No matter: This was about a finish line decades and endless credit card payments in the making.
Lofton assisted in Gushue's effort to ensure No. 500 unfolded at a place as iconic and revered as Lambeau. The former Packers star, who saw a story about Gushue, made a call to free up some seats in a place known for endless waiting lists.
"I saw it on the local Fox station, who I do an NFL report for," Lofton said. "When it aired, I just called in and said, 'Geez, I'd be willing to do whatever I can.' It's always nice when you have a connection you can use for a good purpose."
Lofton and Gushue arranged a lunch, with the NFL veteran who piled up 14,004 yards and 75 receiving touchdowns in 16 seasons popping for lunch and a birthday slice of key lime pie. Then he invited Gushue into the radio booth for his call of the 2016 season opener as the Patriots visited the Cardinals.
Wrapping his mind around the travel and logistics involved in 500 games bewilders, Lofton said.

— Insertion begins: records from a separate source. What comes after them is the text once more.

PR #3849, opened 2021-01-15
[AppProvider & ThemeProvider] remove ndl

alex-page:

Fixes https://github.com/Shopify/polaris-ux/issues/531

- [x] Makes the `theme` property optional, light color scheme is the default
- [x] Removes legacy topbar theming
- [x] Removes legacy theming functions
- [ ] Fixes ThemeProvider tests

### How to 🎩

<details>

```jsx
import React from 'react';
import {Page} from '../src';

  return (
    <Page title="Playground">
    </Page>
  );
}
```

</details>

### 🎩 checklist


BPScott:
i'm probably gonna be pretty full for the rest of today. I'll get to this on Monday :)

src/components/AppProvider/AppProvider.tsx
```diff
@@ -89,7 +89,7 @@ export class AppProvider extends Component<AppProviderProps, State> {
     const {theme = {}, children} = this.props;
 
     const {intl, link} = this.state;
-    const features = {newDesignLanguage: false, ...this.props.features};
+    const features = {...this.props.features};
```
BPScott, line 92: No need to spread and create a new object anymore. We can get rid of this variable and do the following below

```
<FeaturesContext.Provider value={this.props.features}>
```

src/components/Filters/Filters.tsx
```diff
@@ -390,6 +390,7 @@ class FiltersInner extends Component<CombinedProps, State> {
 
     const filtersContainerMarkup = isNavigationCollapsed ? (
       <Sheet
+        accessibilityLabel={moreFiltersLabel}
```
BPScott, line 393: This Sheet stuff seems unrelated to this PR? Pull it out to a separate PR?

src/components/PolarisTestProvider/PolarisTestProvider.tsx
```diff
@@ -77,14 +77,12 @@ export function PolarisTestProvider({
 
   const uniqueIdFactory = new UniqueIdFactory(globalIdGeneratorFactory);
 
-  const features = {newDesignLanguage: false, ...featuresProp};
+  const features = {...featuresProp};
```
BPScott, line 80: No need to spread anymore and create a new object anymore. We can remove this declaration and avoid renaming the features prop above

```diff
- features: featuresProp = {},
+ features = {}
```

src/components/ThemeProvider/ThemeProvider.tsx
```diff
@@ -26,7 +25,7 @@ interface ThemeProviderThemeConfig extends Discard<ThemeConfig, 'colorScheme'> {
 
 interface ThemeProviderProps {
   /** Custom logos and colors provided to select components */
-  theme: ThemeProviderThemeConfig;
+  theme?: ThemeProviderThemeConfig;
```
BPScott, line 28: When would we not passing a theme into a theme provider make sense?

src/components/ThemeProvider/tests/ThemeProvider.test.tsx
```diff
@@ -1,31 +1,14 @@
 import React, {useContext} from 'react';
-import {createMount} from 'test-utilities';
+import {mountWithApp} from 'test-utilities/react-testing';
```
BPScott, line 2: The `test-utilities` index reexports everything from `test-utilities/react-testing` for the shortest naming

```suggestion
import {mountWithApp} from 'test-utilities';
```

src/utilities/theme/utils.ts
```diff
@@ -23,34 +22,28 @@ interface CustomPropertiesConfig extends ThemeConfig {
...
+  });
 }
 
 export function buildThemeContext(
   themeConfig: ThemeConfig,
   cssCustomProperties?: CustomPropertiesLike,
 ): Theme {
   const {logo, colors = {}, colorScheme} = themeConfig;
-  const {topBar, ...newDesignLanguageColors} = colors;
+  const {...colorValues} = colors;
```
BPScott, line 42: No need to spread this to create a new value. Below we can use colors directly


```diff
- colors: colorValues,
+ colors
```

BPScott (commented):
Quick first pass

src/components/ThemeProvider/ThemeProvider.tsx
alex-page: If nothing is passed in then it returns the default CSS variables. What do you think about that assumption?

BPScott: I would have expected a theme without an config should be a non-operation:

```
<ThemeProvider theme={{colorScheme: 'dark'}}>
  <ThemeProvider>
    <Button>I would expect this button to still be in a dark scheme</Button>
  </ThemeProvider>
</ThemeProvider>
```

Forcing a color scheme of light seems to breakt that

BPScott:
Dont' forget removing mentions of new DL in the ThemeProvider/AppProvider readmes

BPScott:
I've updated low-hanging fruit on the ThemeProvider and AppProvider readmes. 


What do you think we should do about the AppProvider's "with theme" and "with theme using all keys" examples? They currently document the legacy theming of the topbar. Should we remove them and instead point people at the ThemeProvider documentation or should we rework them to describe modern theming?

alex-page:
> What do you think we should do about the AppProvider's "with theme" and "with theme using all keys" examples? They currently document the legacy theming of the topbar. Should we remove them and instead point people at the ThemeProvider documentation or should we rework them to describe modern theming?

I think we should be removing the ability to theme the `TopBar` with the `theme`. You can see the new way to theme `TopBar` in `Top bar themed for Plus`. The only useful information would be the `logo`, `colorScheme` or `color` overrides.

kyledurand:
> I would hope to deprecate the theming of the TopBar using the previous API.

I agree but that would break the current contextual save bar in web since it uses the logo and not contextControl. Not a deal breaker just something we'd have to update in web before this ships

src/components/Popover/components/PopoverOverlay/PopoverOverlay.tsx
```diff
@@ -51,7 +51,7 @@ export interface PopoverOverlayProps {
   fixed?: boolean;
   hideOnPrint?: boolean;
   onClose(source: PopoverCloseSource): void;
-  colorScheme?: InversableColorScheme;
+  colorScheme?: NonNullable<ThemeProviderProps['theme']>['colorScheme'];
```
kyledurand, line 54: Curious what `NonNullable` is doing here if the prop is optional?

src/components/ThemeProvider/ThemeProvider.tsx
```diff
@@ -121,19 +93,13 @@ export function ThemeProvider({
...
-  colorScheme: InversableColorScheme | undefined,
-  parentColorScheme: OriginalColorScheme | undefined,
-) {
+  colorScheme: ThemeConfig['colorScheme'],
+  parentColorScheme?: Theme['colorScheme'],
+): Theme['colorScheme'] {
   if (colorScheme == null) {
     return parentColorScheme || 'light';
-  } else if (isInverseColorScheme(colorScheme)) {
+  } else if (colorScheme === 'inverse') {
```
kyledurand, line 102: ✨  Nice and simple, I'm typically a fan of typeguards but this makes more sense in this case

kyledurand (approved):
Lots changes but the code and readmes look good.

src/components/ThemeProvider/ThemeProvider.tsx
BPScott: This is still a typeguard, it's just one that TS can work out automatically instead of us having  to be explicit.

Inside this if block the type of `colorScheme` is still narrowed down `'light'| 'dark' | 'inverse'` to `'light' | 'dark'`  (`undefined` was already narrowed away thanks to the prior if block)

src/components/Popover/components/PopoverOverlay/PopoverOverlay.tsx
BPScott: Note where the Generic ends (spacing added for emphasis) 

```
NonNullable<ThemeProviderProps['theme']>    ['colorScheme']
```

`ThemeProviderProps['theme']` is  `ThemeConfig | undefined`. The NonNullable knocks off the undefined bit of that so we have an object and thus can access the type of `ThemeConfig['colorScheme']` (which is itself potentially undefined)

BPScott:
I would hope to deprecate the theming of the TopBar using the previous API.

That's what this PR does. Here's where you rip out being able to define `{colors: {topBar: {background: '#225062'}}` in the theme config: https://github.com/Shopify/polaris-react/pull/3849/files#diff-d20bc9ba53e6c4c404e50adf23cb39bf5fe6525effc3acd98867dacd454826b0L84


This is the configuration that the ["With Theme"](https://github.com/Shopify/polaris-react/blob/1c32f482c955e42b27b2b214af53062d46ad853d/src/components/AppProvider/README.md) example demonstrates

alex-page:
I think we should remove the logo and other parts in the theme provider that are no longer used. We should fix the contextual save bar in web to resolve this issue https://github.com/Shopify/web/issues/32812

src/utilities/features/types.ts
```diff
@@ -3,6 +3,5 @@ export interface FeaturesConfig {
 }
 
 export interface Features {
-  newDesignLanguage: boolean;
   [key: string]: boolean;
```
BPScott, line 6: TODO: Remove this too so that people who use the newDesignLanguage prop will be alerted that it has gone away.

Features should be an empty object: `export interface Features {}`

Which isn't very useful now but let's keep it around in case we want to add toggles in the future

BPScott (commented):
see inline TODO comment

BPScott (approved):
Pending final percy run 🎉

PR #3725, opened 2020-12-16
Actionlist remove aria selected

alex-page:
### WHY are these changes introduced?

Fixes accessibility issue `ARIA attribute is not allowed: aria-selected="true"`

### WHAT is this pull request doing?

Removing `aria-selected` as the `ActionList` should be a list of actions and the `OptionList` is a selectable list.

### 🎩 checklist

* [x] Tested on [mobile](https://github.com/Shopify/polaris-react/blob/master/documentation/Tophatting.md#cross-browser-testing)
* [x] Tested on [multiple browsers](https://help.shopify.com/en/manual/intro-to-shopify/shopify-admin/supported-browsers)
* [x] Tested for [accessibility](https://github.com/Shopify/polaris-react/blob/master/documentation/Accessibility%20testing.md)
* [x] Updated the component's `README.md` with documentation changes
* [x] [Tophatted documentation](https://github.com/Shopify/polaris-react/blob/master/documentation/Tophatting%20documentation.md) changes in the style guide
* [x] For visual design changes, pinged one of @ HYPD, @ mirualves, @ sarahill, or @ ry5n to update the Polaris UI kit

PR #3854, opened 2021-01-15
[ActionList] Remove child selector from .active styles

emma-boardman:

I noticed when tophatting the Online Store Editor bump to Polaris 5.13.1 that the indicator styles were missing from the `.active` `ActionList` buttons.

image

This can be resolved by removing a stray `>` child selector in `ActionList.scss`
- #3725 removed the aria-selected from  `<li>` in `ActionList`
- The `aria-selected` was used as a selector in the styles, and required the `>` child selector to target the `button` within the `li`
- The `.active` class is applied directly to the `button`, so the `>` child selector is not needed (and is preventing the indicator styles from displaying) 

**Before:**

image

**After**

image

- removes  `>` child selector in `ActionList.scss`

### 🎩 checklist


kyledurand (approved):
Thanks Emma! I'm wondering if they were removed on purpose but  I'll let Alex answer that. 

Can you add un unreleased entry under bug fix for this?

beefchimi (approved):
Looks like the visual tests from https://github.com/Shopify/polaris-react/pull/3725 did not pick up on the "indicator" not rendering because of the switch to `.active`. Does anyone know why this is? I would have expected this example to have failed:
http://polaris-react.herokuapp.com/?path=/story/all-components-action-list--action-list-with-destructive-item

alex-page (approved):

PR #4502, opened 2021-09-30
Migration guide updates

BPScott:

Improving the migration guide

Updating the migration guide

- Group build changes together
- Explicitly call out the styles.css and public API as the things people
  configure rather than talking about a whole directory
- Remove mentions of cjs/esm/types output as nobody should be referencing
  those deep file paths anyway
- Use the correct version of the react peer dependency and fix the
  reason for the peer dep bump - as it was the reason for the 16.8 bump in v4.


voiid (approved):

kyledurand (approved):
✨ Thanks Ben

"When Jerry Jones got inducted (into the most recent Hall of Fame class), he made a point to say his wife attended (597 straight games since 1989)," said Lofton, who traveled to less than half of Gushue's total, 233, during his storied career. "I wanted to yell, 'Hey, I've got a buddy who's going to 500 this year.'
"It's amazing, really. I've done back-to-back games as a broadcaster on Sunday night and Monday night, Christmas Eve and Christmas. It wears you out, just in terms of getting there and back."
The journey leaned heavily on Gushue's hometown Chargers. He's attended 226 of their games in all, with 176 of those in San Diego — and two (boo!) in Carson, Calif. When the Bolts loaded the U-Hauls for hazy L.A., he switched allegiances. The Chiefs, and Alex Smith, moved into the slot reserved for his favorite AFC West team.
One loyalty remains unwavering, though.
On Monday, Gushue wore a hat shouting "San Diego" to anyone watching the ESPN cameras.
"I want anybody who sees me to not forget San Diego," he said. "I don't want the NFL to forget us. If the Chargers don't come back, that's fine. But I still want San Diego to become an NFL city again someday."
Eight more games are scheduled for this season, starting with No. 501 on Sunday in Santa Clara at an aptly-named stadium.
"I'm going to go to the nearest Gap and get a pair of (501) jeans," Gushue said. "Then I'm going to wear them to Levi's Stadium."
Cathy Hendrie, a friend from who used to work with Gushue at the North County Times, made the trip with her boyfriend — lighting a parking-lot cake signifying 500 with laces made of frosting.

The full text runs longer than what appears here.